President Baker and First Lady Dana Stover share their stories and some frozen custard with members of the SPS Council Communications Committee

Custard with President Baker and First Lady Dana Stover
President Baker and First Lady Dana
Stover with members of the SPS
Council Communications Committee

Over Huskie sundaes and pumpkin custard waffle cones at Ollie’s, the SPSC Communications Committee learned a little more about NIU’s first couple, Drs. Doug Baker and Dana Stover.

They first met in the college town of Lincoln, Nebraska. One evening, Dana decided to stop by a bar with a friend on the way home from a baby shower. Two young men joined them at their table and, after one of them rescued a fellow student from a professor’s awkward advances, Dana began to take notice. Seven years, and several adventures later, they were married.
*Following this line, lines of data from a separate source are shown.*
PR #2610, opened 2023-10-03
refactor: extract variables for common utia and tia amounts

Chirag018:
Closes #2083

PR #2682, opened 2023-10-16
refactor: extract variables for common utia and tia amounts

### LINKED ISSUE #2083: Extract variables for common utia and TIA amounts
## Context

https://github.com/celestiaorg/celestia-app/blob/8b5db4ba20046d9fc7ab7a68b111b157c8fdf877/app/test/std_sdk_test.go#L101

## Problem

It's not immediately obvious how many coins this is

## Proposal

1. Extract variables for common amounts used in this test file
2. Consider refactoring all tests that use arbitrary coin amounts to use the variables extracted in step one

```go
var (
	oneUtia = sdk.NewCoins(sdk.NewCoin(app.BondDenom, sdk.NewInt(1)))
	// oneTia is 1e6 utia (a.k.a one million utia)
	oneTia = sdk.NewCoins(sdk.NewCoin(app.BondDenom, sdk.NewInt(1e6)))
)
```

Chirag018:
Closes #2083

Reference: https://github.com/celestiaorg/celestia-app/pull/2610 (due to conflict issues, while syncing up, the file got closed, so created a new one with updated changes)

### DIFF
--- a/test/util/genesis/accounts.go
+++ b/test/util/genesis/accounts.go
@@ -20,6 +20,12 @@ type Account struct {
 	InitialTokens int64
 }
 
+var (
+	Utia = sdk.NewCoins(sdk.NewCoin(app.BondDenom, sdk.NewInt(1)))
+	// Tia is 1e6 utia (a.k.a one million utia)
+	Tia = sdk.NewCoins(sdk.NewCoin(app.BondDenom, sdk.NewInt(1e6)))
+)
+
 func NewAccounts(initBal int64, names ...string) []Account {
 	accounts := make([]Account, len(names))
 	for i, name := range names {
@@ -115,7 +121,7 @@ func (v *Validator) GenTx(ecfg encoding.Config, kr keyring.Keyring, chainID stri
 		return nil, err
 	}
 
-	fee := sdk.NewCoins(sdk.NewCoin(app.BondDenom, sdk.NewInt(1)))
+	fee := Utia
 	txBuilder := ecfg.TxConfig.NewTxBuilder()
 	err = txBuilder.SetMsgs(createValMsg)
 	if err != nil {
--- a/app/test/integration_test.go
+++ b/app/test/integration_test.go
@@ -10,6 +10,7 @@ import (
 	"time"
 
 	"github.com/celestiaorg/celestia-app/test/util/blobfactory"
+	"github.com/celestiaorg/celestia-app/test/util/genesis"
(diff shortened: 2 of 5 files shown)


test/util/genesis/accounts.go
```diff
@@ -20,6 +20,12 @@ type Account struct {
 	InitialTokens int64
 }
 
+var (
+	Utia = sdk.NewCoins(sdk.NewCoin(app.BondDenom, sdk.NewInt(1)))
+	// Tia is 1e6 utia (a.k.a one million utia)
+	Tia = sdk.NewCoins(sdk.NewCoin(app.BondDenom, sdk.NewInt(1e6)))
+)
```
rootulp, line 27: [discussion] Since these variables depend on app.BondDenom, I wonder if it makes more sense to export them from app. Potential location after [this block](https://github.com/rootulp/celestia-app/blob/20d2ff2b6dc2a0008535858970cb0f061aeebe89/app/app.go#L101-L110).

Chirag018: Not sure at the moment, but I have opinions on it, that
1. defining Utia and tia variables in accounts.go makes sense as it is the center to use them, and it doesn't make the calling tougher.
2. if we have a look at `app.BondDenom` and as we are trying to export them, that's the only way we have at the moment(from my understanding)(just had surface understanding at the moment).

Chirag018: > [discussion] Since these variables depend on app.BondDenom, I wonder if it makes more sense to export them from app. Potential location after [this block](https://github.com/rootulp/celestia-app/blob/20d2ff2b6dc2a0008535858970cb0f061aeebe89/app/app.go#L101-L110).

Hey, @rootulp sorry for being too silent on this, I was a bit away from things, yup back working on this, I don't think my above comment makes any sense(my bad on it!), but I got the point you raised and found another good way to set the variables in `global_consts.go` file, which makes the overall variable useful and not conflicting anywhere.

And of the point of using the variables that are dependent on app.BondDenom, it also gets solved when we are storing the variables in `global_consts.go` file, by using directly BondDenom instead of app.BondDenom, does that make sense?

rootulp: hmm `global_consts.go` could be a viable location. Do other reviewers have thoughts on this?

rootulp:
Sorry @Chirag018 but it looks like this isn't a high priority issue so let's close this as won't do for now.

Issue #2716, opened 2023-10-18
Override `BaseProposerReward` and `BonusProposerReward` to 0%


rootulp:
## Context

We overrode the distribution module's `BaseProposerReward` and `BonusProposerReward` in https://github.com/celestiaorg/cosmos-sdk/pull/309 to 0%. However, that change was subsequently reverted in https://github.com/celestiaorg/cosmos-sdk/pull/339 b/c the override was made in cosmos-sdk and we pulled upstream changes from cosmos-sdk.

## Problem

We want to set both of these params to `0`. Note they are already `0` in the [specs](https://github.com/rootulp/celestia-app/blob/efcbdeaae3bf41a53e58792d84a68a3421b946e7/specs/src/specs/params.md?plain=1#L32-L33)

## Proposal

Make this change in celestia-app so we don't accidentally revert it again.

PR #2717, opened 2023-10-18
fix: override proposer rewards to 0%

rootulp:
Closes https://github.com/celestiaorg/celestia-app/issues/2716

## Testing

```bash
./scripts/single-node.sh
cat ~/.celestia-app/config/genesis.json
```

### Before

```genesis.json
    "distribution": {
      "params": {
        "community_tax": "0.020000000000000000",
        "base_proposer_reward": "0.010000000000000000",
        "bonus_proposer_reward": "0.040000000000000000",
        "withdraw_addr_enabled": true
      },
```

### After

```genesis.json
    "distribution": {
      "params": {
        "community_tax": "0.020000000000000000",
        "base_proposer_reward": "0.000000000000000000",
        "bonus_proposer_reward": "0.000000000000000000",
        "withdraw_addr_enabled": true
      },
```

### DIFF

Family trips were an important part of the Stover-Baker household. Each of their two daughters, Hannah and Robin, was able to take turns traveling with Doug during summer breaks. Their favorite trips were motorcycle journeys to the Tetons, Yellowstone, and Canada. Hannah was even able to join Doug on a business trip to Japan. As a family, they also traveled to their cabins in Oregon and Minnesota, went camping, and took two trips to Europe that included stops in Rome, Venice, and Paris.

Motorcycle riding is a natural fit for a couple who loves to be outdoors. “You really do experience the world differently than you do when you’re in a car,” Dana said. “It’s really a great way to see the country.” Doug first rode, and subsequently crashed, his first motorcycle when he was 13. His dad brought home a Black Widow as a surprise, and Doug immediately jumped on and found himself stuck in a briar patch when he accelerated instead of hitting the brakes. Dana began to ride after she met Doug and took a motorcycle safety course. Their first trip together on their bikes was more than 3,000 miles and spanned the West Coast from California to Canada.

The family has also had their share of pets. Beginning small with hermit crabs, they eventually upgraded to guinea pigs (Oliver & Oatmeal) and then cats (Spots and Eliza).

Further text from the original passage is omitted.